Better Allocator API

Introduction

The memory allocator interface that is available in system-programming languages like Ada, C and C++ allows the programmer to obtain new memory block of the given size and to deallocate a previously allocated block.

The API of the allocator is known to programmers as a pair of operations:

Allocate/Deallocate procedures from the System.Storage_Pools standard package in Ada,
malloc/free functions from the standard C library,
operator new/operator delete operators from the C++ standard library.

In each of these languages, the pair of operations is functionally complete in that it allows to provide dynamic storage for both individual objects and for more complex data structures. In the case of C and C++ there are additional related operations, but they do not extend the basic functionality beyond the fundamental needs of operating in terms of single memory blocks.

This "unit-oriented" nature of the allocator API has the advantage of being conceptually simple and easy to work with, but has some consequences that lead to less than optimal results in more elaborated scenarios, especially in the multithreading environment.

Buzzword: multicore systems

The "multicore" buzzword is a bit stretched here, but the problems are really related to multithreading.

The first problem is a result of the excessive and defensive synchronization within the allocator that is due to the fact that the allocator has no higher-level notion of its unit-oriented requests.

Every allocation request that is received by the allocator has to be treated in isolation, because there is no way to express the relation between different requests. This "impedance mismatch" is mostly visible when some more complex data structure is created by the program (a list, tree or anything else) - even though the program "knows" that it is going to allocate a number of memory blocks to build some structure, there is no way to pass that knowledge to the allocator and all individual blocks are allocated with separate requests. As a result, all concurrency-related efforts and protections (of whatever kind) that are build into the allocator have to be applied multiple times for what is logically a single high-level operation.

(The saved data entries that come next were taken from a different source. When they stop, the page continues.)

PR #4649, opened 2022-06-22
wrap ContextVar more directly instead of Werkzeug LocalStack

davidism:
Werkzeug's `Local` and `LocalStack` switched to using `ContextVar`, but it's a fairly complex implementation, and it's not clear that creating a `ContextVar` in `Local.__init__` is correct.

Instead, a `ContextVar` is defined globally, and passed to a new `CtxStack` implementation that has the same `push`, `pop`, `top` operations of the existing stack. This removes a lot of indirection from the Werkzeug implementation.

### DIFF
--- a/src/flask/globals.py
+++ b/src/flask/globals.py
@@ -1,12 +1,13 @@
 import typing as t
-from functools import partial
+from contextvars import ContextVar
 
 from werkzeug.local import LocalProxy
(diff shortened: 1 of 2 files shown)


davidism:
This was just a proof of concept, I'm going to try to refactor `werkzeug.local` based on this, then I'll make a separate PR using that.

Another problem related to multithreading is more subtle and is due to so-called false sharing (explaining it in a comprehensive way is out of scope of this article, so readers who are not familiar with this phenomenon can refer to Wikipedia or other resource).

The usage patterns that lead to false sharing can appear naturally in the multithreaded environment with dynamic memory when two threads use memory blocks that were allocated one after another and happen to share (or are even completely enclosed in) the range of memory addresses that lie in the same unit of caching. This is easily achieved if the allocator allocates blocks consistently from the same side of its free pool. What happens as a consequence of such allocation is that two threads, which might operate on logically distinct objects, in fact conflict with each other and mutually reduce their performance potential.

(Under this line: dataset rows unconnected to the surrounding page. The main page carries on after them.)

PR #4654, opened 2022-06-26
Update quickstart to reflect get() and post() decorator syntax

hankhank10:
Added a short paragraph and example to the http-methods section to explain that http methods can be referenced directly by using the `get()` and `post()` decorators as well as the `route(methods=['GET', 'POST])` decorator.

I believe this will be helpful for those new to Flask as it is simpler syntax and doesn't require referencing the `request` object which hasn't yet been introduced by this point in the quickstart.

### DIFF
--- a/docs/quickstart.rst
+++ b/docs/quickstart.rst
@@ -390,6 +390,24 @@ of the :meth:`~flask.Flask.route` decorator to handle different HTTP methods.
         else:
             return show_the_login_form()
 
+The example above keeps all methods for the route within one function,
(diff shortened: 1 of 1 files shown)


ThiefMaster:
Separate functions are not a good idea for typical (wt) form use cases...

hankhank10:
I thought it would be helpful to follow the same format as the existing example for clarity, but happy to rework it to a better use case if you think better?

Equally feel free to reject if you think not helpful in any case.

PR #4657, opened 2022-06-28
(GitHub workflows CI) Bump tests CI versions

ArjunSharda:
This bumps the versions for the tests CI workflow up to a higher version as two of the versions currently used in the file are outdated.


davidism:
Thanks, however we use a different process to manage these updates.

A possible brute-force solution to the false sharing of dynamically allocated blocks, applied at the allocator level, would be to allocate blocks that are already aligned to the size of cache line on the target system, but the required padding would be very wasteful especially with very small blocks that are often requested for linked data structures like lists or trees. What about pre-allocating whole sequences of blocks for future use within a single data structure? Interestingly, this problem is again related to the fact that allocation requests have to be isolated and could be easily solved with the allocator API that is more conscious of application high-level goals.

Possible solution: request grouping

Both excessive synchronization effort and false sharing can be addressed with request grouping, where the application can express the intent to allocate not a single memory block, but a whole sequence of them, not necessarily of the same size, but preferably closely together.

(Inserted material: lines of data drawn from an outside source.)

Issue #4659, opened 2022-06-29
Flask return a list directly


vba34520:
```python
from flask import Flask

app = Flask(__name__)


@app.route('/')
def index():
    return [1, 2, 3]


if __name__ == '__main__':
    app.run()
```

It will raise **TypeError: The view function did not return a valid response. The return type must be a string, dict, tuple, Response instance, or WSGI callable, but it was a list.**

Then I have to do like this.

```python
from flask import Flask, jsonify

app = Flask(__name__)


@app.route('/')
def index():
    return jsonify([1, 2, 3])


if __name__ == '__main__':
    app.run()
```

And I found that a dict can be jsonify automatically in [app.py#L1924](https://github.com/pallets/flask/blob/main/src/flask/app.py#L1924)

So why does flask can't jsonify a list like a dict ?

davidism:
Because a sequence of values already has another meaning.

vba34520:
How to auto jsonify a list before make_response()?

DrizztDU:
> How to auto jsonify a list before make_response()?

`@app.route('/')` is a decorator which adds an endpoint to the `app` object. So you have two ways to do it.

1. implement a function decorator.
2. create a class `MyFlask` that inherites from class `Flask`, and override class method `route`.

pgjones:
I would actually be better to override the `make_response` method on the `Flask` class as the route just registers the function and rule.

As David has said though, returning `["Hello", 201]` means return `"Hello"` and the status code `201`. So you'll need to somehow distinguish between this and your JSON list response.

davidism:
So @greyli ended up implementing this in #4672. I'm a bit worried that you can return so many different things that looks somewhat similar but do different things now, but I guess everything is distinct enough still and seems to align with expectations.

- tuple is not a list, it will not be serialized to json because it provides headers and status instead
- iter[list[str | bytes]] is a streaming response, not json
- list is converted to json

PR #4672, opened 2022-07-03
Allow to return list as JSON

greyli:
This adds support to serializing list return values to JSON, like what we did for the dictionary:

```python
@app.route('/')
def index():
    return ['this', 'will', 'become', 'JSON']
```

There are some discusses related to this feature in #3111, and the concern is the list return value looks too much like the tuple. Maybe we can rethink about this feature? I propose this because the following reasons:

- List as JSON response is a common use case for Web APIs. We support returning dict as JSON, but not list. This makes people feel inconsistent (#4533, #4659).
- With #2737, we only treat tuple as a valid shortcut for return values, so there will be no program conflicts to allow returning list (we also throw an error for list return value currently).
- In terms of semantics, there is no concept of "tuple" in JSON. Although list and tuple are both sequences in Python, there are differences in syntax and meaning. We can add docs to address the different meaning of list and tuple in return values.
- In terms of visuals, most people will not mix `[1, 2, 3]` and `(1, 2, 3)`, and people usually return tuple items without the bracket in the view function.

If this change is acceptable, I will update the docs and changelog.

Sorry for break the "zero status". :P

Checklist:

### DIFF
--- a/docs/quickstart.rst
+++ b/docs/quickstart.rst
@@ -681,22 +681,25 @@ The return value from a view function is automatically converted into
 a response object for you. If the return value is a string it's
 converted into a response object with the string as response body, a
 ``200 OK`` status code and a :mimetype:`text/html` mimetype. If the
-return value is a dict, :func:`jsonify` is called to produce a response.
-The logic that Flask applies to converting return values into response
-objects is as follows:
+return value is a dict or list, :func:`jsonify` is called to produce a
+response. The logic that Flask applies to converting return values into
+response objects is as follows:
 
 1.  If a response object of the correct type is returned it's directly
     returned from the view.
 2.  If it's a string, a response object is created with that data and
     the default parameters.
-3.  If it's a dict, a response object is created using ``jsonify``.
-4.  If a tuple is returned the items in the tuple can provide extra
+3.  If it's an iterator or generator returning strings or bytes, it is
+    treated as a streaming response.
+4.  If it's a dict or list, a response object is created using
+    :func:`~flask.json.jsonify`.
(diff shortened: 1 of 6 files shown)


greyli:
The failing "Pallets Development Versions" check is due to a missing import in Werkzueg, I will make a PR to fix it later.

davidism:
Looks like that fix should be in Werkzeug

davidism:
I think my original hesitation was that returning a dict is explicitly different from returning a database model. Returning a list of database results is probably something a lot more users will try. But I guess it's not that different to say they have to do `obj.to_json()` and also support `[obj.to_json() for obj in objs]`.

greyli:
I see. If they don't return a list of objects directly and call jsonify for the list, they will get the same error. Maybe we could update the docs to mention that the ORM/ODM object is not jsonify-able, they need to convert them to a dict or use a serialization library.

davidism:
Another problem now that we support returning iterators/generators is that you're going to get very different results doing `return ["a", "b", "c"]` or `return iter(["a", "b", "c"])`.

docs/quickstart.rst
```diff
@@ -741,20 +744,20 @@ view, it will be converted to a JSON response.
...
-
-.. code-block:: python
-
-    from flask import jsonify
-
     @app.route("/users")
     def users_api():
         users = get_all_users()
-        return jsonify([user.to_json() for user in users])
+        return [user.to_json() for user in users]
```
greyli, line 750: Haha, I just made some very similar changes to this section locally.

A possible API extension with regard to the existing operations would involve just a single new operation that accepts an array of requests (requested block sizes) and returns an array of addresses of allocated blocks. A complementary deallocation operation can be added as well.

The added value of such API extension can be described in the following terms:

Group allocation operation can benefit from the reduction of internal synchronization effort, since all blocks can be allocated as a single atomic action. This benefit can be particularly important when a big data structure is being built and the application has some prior knowledge of the expected number of data elements (for example nodes in the list). Another benefit from grouped allocation is that containers can pre-allocate their nodes closely together, which can help avoiding the false sharing and generally improve cache performance by virtue of better locality of reference.
Group deallocation can benefit from the reduction of internal synchronization similarly to allocation, although it has no impact on other issues.

Another problem that can be solved with such an allocator API, although independent on the multithreading issues, is that of atomic failure reporting. This problem is visible when the application builds complex data structure and hits the out of memory condition somewhere during that process (at worst, close to the end of this process). What usually happens with the traditional single-block approach is that the application rolls back the whole structure building process by tearing down everything that was done so far, which is clearly a wasted effort. With the extended allocator API it is possible for the application - provided of course that the application can predict up front the number and sizes of allocated blocks - to be notified at the very beginning that it will not be possible to allocate all of the requested blocks and therefore to avoid the wasted investment in building incomplete data structure.

Interestingly, the extended allocator API can be defensively and trivially implemented in terms of existing operations, by simple looping - even though it would not provide the performance benefits described above, such an implementation is functionally equivalent and can be a safe small step towards final solution, where the single-block operations are just special cases of the more general group variants.